Agropirateria. Il Parlamento indaga sui falsi. Catania alla guida della commissione d’inchiesta anticontraffazione della Camera
Faro sulla difesa dei marchi e sul dilagare dell’«italian sounding». Un doppio furto, al fisco e alle imprese: tra contraffazione, lavoro nero, furti e «gestione» dei mercati agricoli (vedi il caso ortofrutta) un fatturato di 12 miliardi sul solo mercato interno, che sale a 60 se si considera l’intero fenomeno dell’«Italian sounding» nel mondo.
Contro i numeri da primato della contraffazione si tenta ora la strada, molto italiana per la verità ma non per questo necessariamente poco efficace, della commissione d’inchiesta parlamentare. Istituita alla Camera dei deputati, dopo una lunga trattativa tra i 21 componenti alla presidenza è stato eletto l’ex ministro delle Politiche agricole Mario Catania, che guiderà una commissione monocamerale col delicato compito di tutelare il vero made in Italy sul mercato interno, dove la contraffazione riguarda in forte misura anche tessile, moda, e diritti d’autore e su quello internazionale dove l’agropirateria rappresenta il fenomeno dominante.
Qui però l’«Italian sounding» (sul quale si è speso in questi giorni il ministro Martina, negli Usa per chiedere il divieto di «evocazione»), non è «vera» contraffazione. «Tecnicamente la contraffazione si configura come uso illeggittimo di un marchio registrato. L’evocazione è un fenomeno diverso – spiega Catania -. Per la sola contraffazione il danno stimato è nell’ordine di 8-9 miliardi complessivi sul mercato interno; su quello internazionale siamo nell’ordine di decine di miliardi».

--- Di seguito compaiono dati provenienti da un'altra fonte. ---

PR #3044, opened 2022-12-14
Changing international funding card description

EllieNodder:
### Trello card

https://trello.com/c/X34kwyg6/3986-rename-international-card-on-funding-and-support-category-page

### Context

In UR, we found that users were confused by this card on the fund your training page - the heading and the description suggest different things.

We should change the description to make the content clearer.


philspray (approved):
Looks good to me too!

PR #3049, opened 2022-12-16
Update teach-in-england-if-you-trained-overseas.md

laurahermionetennant92:
Removed mention of Get an adviser


philspray (approved):
Looks good to me.

PR #3156, opened 2023-03-01
Prevent caching of JS/CSS assets in development

ethax-ross:
### Trello card

[Trello-4299](https://trello.com/c/rzc4Pc09/4299-fix-shakapacker-not-reflecting-updated-css-js-in-development)

### Context

By default Shakapacker generates applicaton.js/css without any digest. This causes the browser to serve the cached version of the asset even after the contents have changed.

- Prevent caching of JS/CSS assets in development

Change webpack to always generate JS/CSS asset filenames with a digest.

Also update webpack overlay to only show errors as we have deprecation warnings in dependencies we can't do anything about.

### DIFF
--- a/config/webpack/webpack.config.js
+++ b/config/webpack/webpack.config.js
@@ -20,4 +20,15 @@ const options = {
   },
 }
 
+// add hashing of generated JS and CSS files to fix caching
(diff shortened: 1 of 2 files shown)


asatwal (approved):
👍

PR #3157, opened 2023-03-02
Support CORS preflight requests

ethax-ross:
### Trello card

[Trello-4264](https://trello.com/c/IBdTsDhA/4264-investigate-404-landing-pages-for-adviser-service)

### Context

A CORS preflight request is a CORS request that checks to see if the CORS protocol is understood and a server is aware using specific methods and headers.

It is an OPTIONS request, using three HTTP request headers: Access-Control-Request-Method, Access-Control-Request-Headers, and the Origin header.

We currently respond to all OPTIONS requests with a 404; instead, we can include the `rack-cors` gem to correctly service these requests.

- Support CORS preflight requests

### DIFF
--- a/Gemfile
+++ b/Gemfile
@@ -97,6 +97,8 @@ gem "git_wizard", github: "DFE-Digital/get-into-teaching-wizard"
 
 gem "rack-host-redirect"
 
+gem "rack-cors"
+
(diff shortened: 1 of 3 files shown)


asatwal (approved):
👍

PR #3159, opened 2023-03-02
Remove cache read metric

ethax-ross:
### Trello card

[Trello-4256](https://trello.com/c/JE8s3iFB/4256-look-to-see-if-we-can-remove-metrics-to-alleviate-the-load-on-prometheus)

### Context

We are overloading our InfluxDB instance due to the amount of metrics we are processing. We don't tend to look at the cache read metric and its likely one of the busier ones so removing it to alleviate some of the load.

- Remove cache read metric


asatwal (approved):
👍

PR #3162, opened 2023-03-07
Update copy on mailing list postcode step

ethax-ross:
### Trello card

[Trello-4276](https://trello.com/c/8Cf2f1J7/4276-update-postcode-step-to-avoid-confusion-for-international-users)

### Context

The postcode step confuses international candidates as we only accept UK postcodes, but this isn't clear at the moment.

- Update copy on mailing list postcode step

Update the title to include 'UK' and add a helper section for international candidates.


EllieNodder (approved):
Looks good to me! 🤩

PR #3163, opened 2023-03-07
Updating SKE card description and CTA

EllieNodder:
### Trello card

https://trello.com/c/kx3XWkhz/4307-reword-ske-card-description

### Context

The current SKE card description doesn't actually mention the term 'subject knowledge enhancement course' when we know from keyword research and UR that users are often familiar with it.

This PR adds the term to the card description and tweaks the CTA.


gemmadallmandfe (approved):
Looks good to me!

PR #3164, opened 2023-03-07
Fix mailing list integration tests

ethax-ross:
[Trello-4258](https://trello.com/c/5DcZLZxH/4258-fix-mailing-list-integration-tests)

For some reason the 'No' label/radio isn't found by Capybara using `choose "No"`. If we find the label explicitly and click it then it appears to work.


asatwal (approved):
👍

PR #3167, opened 2023-03-08
Fix link color for accessibility

ethax-ross:
### Trello card

[Trello-4179](https://trello.com/c/uXHvcGZj/4179-fix-colour-contrast-issue-on-help-and-support-page)

### Context

There is not enough contrast in this link with the background; using our standard dark link color should fix that.

- Fix link color for accessibility


gemmadallmandfe (approved):
Looks good to me

PR #3168, opened 2023-03-08
No-index blog tag pages

ethax-ross:
### Trello card

[Trello-4308](https://trello.com/c/auA2NsRE/4308-add-noindex-to-the-blog-tag-pages)

### Context

The blog tag pages have the same intro paragraph and could be considered duplicate content according to Google Search Console. We have also not reviewed the tags yet so there are likely improvements that need to be made in this area. In the meantime we don't want to index these pages with search engines.

- No-index blog tag pages


gemmadallmandfe (approved):
Looks good to me

PR #3170, opened 2023-03-08
Enable Google Optimize on homepage

ethax-ross:
We want to run an experiment on the homepage; enable Google Optimize so the script is included.

### DIFF
--- a/config/google_optimize.yml
+++ b/config/google_optimize.yml
@@ -7,6 +7,7 @@
 #   - /
 
 paths:
+  - /
   - /salaries-and-benefits-search
   - /salaries-and-benefits-social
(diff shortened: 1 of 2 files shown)


gemmadallmandfe:
@ethax-ross Can we close this PR now?

ethax-ross:
@gemmadallmandfe Ramone was just asking me about this and it sounded like we're going ahead with the landing home page test, so will we not want this still?

gemmadallmandfe:
@ethax-ross was thinking this was the blur-specific version but of course this PR is just adding Optimize to the page

Yes, we are still going ahead with a home page test (just a different one than before!)

ethax-ross:
Closing this in favour of #3224

PR #3173, opened 2023-03-09
tweaking non-UK meta descriptions

philspray:
### Trello card

https://trello.com/c/TwtllO6w

### Context

We need to update the meta descriptions of non-UK pages to make sure it is clear this is for those outside of the UK. We have also updated to use non-UK rather than international or overseas.

- making it clear these pages are for non-UK users
- changing international or overseas to non-UK


laurahermionetennant92:
Happy with this, thanks @philspray

laurahermionetennant92 (approved):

L’altroieri si è tenuta la prima riunione del comitato di presidenza. «L’idea – anticipa l’ex ministro – è quella di fare un focus sul mercato interno e uno su quello internazionale, per poi quantificare le ricadute del fenomeno sull’economia reale e sui consumatori. Sul mercato interno contraffazione vuol dire lavoro nero e relativo impatto sulla fiscalità. Se è realizzata all’estero, invece, si può parlare di perdita secca di posti di lavoro. Per le imprese vale lo stesso discorso».
Più delicato, secondo Catania, il fronte dei consumatori: «Su alcuni prodotti, tra cui quelli agroalimentari, il consumatore è sensibile e percepisce la contraffazione come un pericolo, anche per la salute. Ma in altri settori, vedi tessile e moda, c’è un atteggiamento di tolleranza: qui serve un lavoro di sensibilizzazione dell’opinione pubblica, perché il falso è sempre un cattivo affare. Il nostro lavoro non deve limitarsi alla fase dell’indagine ma deve arrivare a delle proposte, in termini di nuova legislazione sul piano interno e di nuovo approccio da parte del governo a livello internazionale».
Sull’etichetta d’origine a Bruxelles c’è una vera e propria empasse. «Si tratta di un tema parallelo sul quale non sono possibili fughe in avanti – avverte l’ex ministro -: l’Italia deve lavorare a Bruxelles per una soluzione ragionevole per il settore agricolo e industriale».